─── Data for analysis ───

PR #567, opened 2025-02-04
Add def `rawConstruct(fieldValues: Array[Any]): Type` to reduce allocations and CPU usage

### LINKED ISSUE #420: Add `def rawConstruct(fieldValues: Array[Any]): Type` for perf
When we already have an `Array[Any]` in our derivation, it would be more performant to use `def rawConstruct(fieldValues: Array[Any]): Type` than `def rawConstruct(fieldValues: Seq[Any]): Type`.

plokhotnyuk:
Fix https://github.com/softwaremill/magnolia/issues/420

### DIFF
--- a/core/src/main/scala/magnolia1/impl.scala
+++ b/core/src/main/scala/magnolia1/impl.scala
@@ -62,10 +62,13 @@ object CaseClassDerivation:
         typeAnnotations
       ):
     def construct[PType: ClassTag](makeParam: Param => PType): A =
-      product.fromProduct(Tuple.fromArray(parameters.map(makeParam).to(Array)))
+      product.fromProduct(Tuple.fromIArray(parameters.map(makeParam)))
 
-    def rawConstruct(fieldValues: Seq[Any]): A =
-      product.fromProduct(Tuple.fromArray(fieldValues.to(Array)))
+    override def rawConstruct(fieldValues: Seq[Any]): A =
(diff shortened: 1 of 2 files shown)


adamw:
thanks - mima's unhappy, though

plokhotnyuk:
It seems MiMa check fails on checking _forward_ binary compatibility as for the patch release.

How to increase minor version to 1.4.0?

adamw:
Hm I thought MiMA only checks backwards binary compatibility. What does it hurt that a new method is added ... if the new version is on the classpath, everything should work just fine?

plokhotnyuk:
It will be safe if implementations of `rawConstruct` should be only in the internals of the magnolia library.

I can add an exclude rule if my assumption about only internal implementations is true.

adamw:
Ah right, yeah I get the problem now. That is indeed backwards-incompatible - for any external implementations of `CaseClass`. Shouldn't we then keep the `Seq` variant abstract, in the `Array` variant delegate to `Seq` by default, and in internal implementations "do the right thing" - override both and delegate the way we want to?

plokhotnyuk:
Done, please approve the workflow run

adamw:
Cool, I'll cut a new release, or do you have any more changes?

plokhotnyuk:
Thanks a lot! Please cut one, and I will continue measurements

───

Work instruction
Transcribe only what runs from the line with "It will be safe" to the last line above, keeping every line exactly as written.

Completed exercise
It will be safe if implementations of `rawConstruct` should be only in the internals of the magnolia library.

I can add an exclude rule if my assumption about only internal implementations is true.

adamw:
Ah right, yeah I get the problem now. That is indeed backwards-incompatible - for any external implementations of `CaseClass`. Shouldn't we then keep the `Seq` variant abstract, in the `Array` variant delegate to `Seq` by default, and in internal implementations "do the right thing" - override both and delegate the way we want to?

plokhotnyuk:
Done, please approve the workflow run

adamw:
Cool, I'll cut a new release, or do you have any more changes?

plokhotnyuk:
Thanks a lot! Please cut one, and I will continue measurements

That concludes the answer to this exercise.